И так у Ковалли всегда. Не получается коллекция - вся команда садится за два дня до показа, не важно, сам это Ковалли, его жена, критики моды, просто швеи, художники - иголки в руки и делают коллекцию. Нормальная абсолютно художественная среда, и нет тут никакой сверхтехнологии. Качество итальянской одежды вообще не очень хорошее.

- Уж коль скоро вы работали у Ковалли, расскажите, как там все устроено? Кто делает коллекции? Сам Ковалли?

- Нет, Ковалли приходит, смеется, песни поет, говорит "All you need is love" - это наш девиз. Обнимается, трясет руки. "Ну, ребята, готовы?" Потом смотрит на манекенщиц, хлопает их по заднице. Целует тех, кто ему нравится, и уходит. Все.

- А кто же все делает?

- Чернорабочие. Нас было двое стилистов: я и еще один мальчик-итальянец. Еще был приглашенный дизайнер из "Тьерри Мюглера", который делал аксессуары. И несколько художниц по вышивке. Вот, собственно, и все.

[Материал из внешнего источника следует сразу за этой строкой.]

PR #33, opened 2017-07-28
Add CircleCI support

yanokwa:


yanokwa:
This build not work, but we need to add a circleci.yml file first to bootstrap CI.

- А в чем же смысл самого Ковалли?

- Он придумал свой стиль, свою фишку. За это он и главный. То есть там самое главное то, что у нас не ценится вообще - сама идея стиля, своего подхода, своего образа. Любому художнику хочется показать, что он умеет, и любой экспериментирует, но выжить можно, только сохранив стиль. И у них с этим очень жестко. Даже если вещь красивая, но не в стиле Ковалли, она выбрасывается моментально, какой бы роскошной ни была. И наоборот: недоработанная вещь, выдержанная в стиле, может стать основой коллекции.

- А у вас есть свой стиль?

- Я еще не закончила свои исследования. Но я пытаюсь работать на сочетании жесткого конструктивизма и легкости. У меня хорошая школа конструктивизма, я люблю лепить, создавать новые конструкции, люблю сделать так, чтобы любому профессионалу мои вещи было интересно смотреть вблизи: как это получилось, что это вот сидит так, а не эдак. И в то же время человек, который смотрит на вещь на расстоянии, найдет образ. То есть основа моего стиля - сочетание образа и каких-то конструктивных моментов. Кстати, я думаю, это может быть интересно для любого русского дизайнера, потому что у нас всех довольно строгая школа.

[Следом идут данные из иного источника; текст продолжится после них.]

PR #71, opened 2017-08-21
Overwrite source images when publishing

yanokwa:
I assumed that the existing circle.yml file overwrites the source images. It doesn't, and this command implements the behavior I wanted.

### DIFF
--- a/circle.yml
+++ b/circle.yml
@@ -19,7 +19,7 @@ deployment:
     branch: master
     owner: opendatakit
     commands:
-      - pngquant $HOME/docs/build/_images/*.png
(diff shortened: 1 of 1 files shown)


yanokwa:
This build will likely fail because  `select-search-start.png` is a corrupt PNG but I think we should fix that in another PR.

adammichaelwood:
> select-search-start.png is a corrupt PNG
hmm.. i wonder what caused that... 

> fix that in another PR.
yes.

> overwrite source images

Do you mean just on the circleCI server? (You're not overwrite files in the actual source, right?)

yanokwa:
Sorry I wasn't clear! It will rewrite files in the /build/_images/ folder on the CircleCI server.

- Чего не хватает русским дизайнерам?

- Я думаю, романтизма. Я часто принимаю работы молодых дизайнеров и вижу, что лишь один из ста хочет работать с очень легкой романтичной тканью. Но даже этот один из ста все равно делает что-то фундаментальное, похожее на рисунок Малевича. Не знаю, возможно, сказывается наш русский характер, довольно жесткий. Но это сильно ограничивает.

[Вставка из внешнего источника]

PR #72, opened 2017-08-21
Glfs

### LINKED ISSUE #65: Move binary files to GLFS
We currently store images and videos directly inside the docs repo. This causes the size of the repo to grow quickly and makes for slow cloning and fetching. 

I think we should move these files to [Git LFS](https://git-lfs.github.com/) so we can store binary files at a high resolution, but be able to pull and compress them (e.g., https://github.com/opendatakit/docs/issues/64) at publication time.

adammichaelwood:
I had a lot of problems with this, as discussed in #65 
But I *think* i got everything right finally.

Please check on whether GLFS is working properly.
According to the GLFS docs, it works automatically with github -- but I couldn't find anything in the GH UI to indicate it was doing its job. (I had thought I would see a new GLFS section in settings, as some of the tutorials indicated.)

Closes #65


yanokwa:
I agree that this change will allow git LFS to track the file changes, but the files remain in git's history and so the repo will be forever large.

I did some more looking around and I think [git-lfs-migrate](https://github.com/git-lfs/git-lfs/wiki/Tutorial#migrating-existing-repository-data-to-lfs) might be what we are looking for. It is currently the preferred solution over BFG.

To do the migration, we'd do this:
```
mkdir lfs;
git clone --mirror git@github.com:opendatakit/docs.git;
java -jar git-lfs-migrate.jar -s docs.git -d lfs/docs.git -g git@github.com:opendatakit/docs.git "img/**/*" "_static/vid/**/*";
```
I've tried the above steps and I can confirm they make for a much smaller repo. Then all we should have to do are these (totally untested) steps below.
```
cd lfs/docs.git;
git fsck && git push --mirror --force git@github.com:opendatakit/docs.git; 
```
Worst case, we destroy the repo, but that's a relatively easy thing to recover from.

adammichaelwood:
Yes. I've been mulling on this since I went home today and was about to get online to say DON'T MERGE. I hadn't thought all the way through the issue when I had my nose in trying to just get it working.

yanokwa:
Let's think through it together on a call tomorrow. Two brains > one brain!

PR #74, opened 2017-08-22
glfs instructions and add formats to gitattributes

### LINKED ISSUE #65: Move binary files to GLFS

adammichaelwood:
In addition to the work by @yanokwa, this Closes #65


adammichaelwood:
Updated the instructions and organized `.gitattributes` -- added the mentioned formats, and also other common archive formats.

Was unsure of what you meant by:

> Finally, how did you verify that this filtering works?

But I guessed you meant if I checked adding new file formats to the repo and whether they were tracked/included properly. **Yes** -- I tried a PDF and a GIF file in the root dir. Everything worked fine. (I reset the commits after doing so.)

- Насколько вы и другие дизайнеры далеки от того, чтобы появлялись сильные русские брэнды?

- Для нас эта планка еще высоковата, потому что для этого, как я уже говорила, нужна индустрия моды. Иначе это дело не может быть прибыльным. Но для того, чтобы была индустрия, нужен серьезный менеджмент, а у нас его просто нет. Ни плохого, ни хорошего: просто нет бизнесменов, всерьез специализирующихся на создании одежды. Были, конечно, опыты типа "Панинтера", но эта эпоха засилья массовой дешевой одежды уже прошла. Сейчас нужно что-то более интересное делать. Но для этого нужны очень сильные специалисты-менеджеры. Для начала, наверное, это будут приглашенные люди. И они должны быть талантливы и получать очень большие деньги.

- Нужны менеджеры, которые знают, как рекламировать и продвигать?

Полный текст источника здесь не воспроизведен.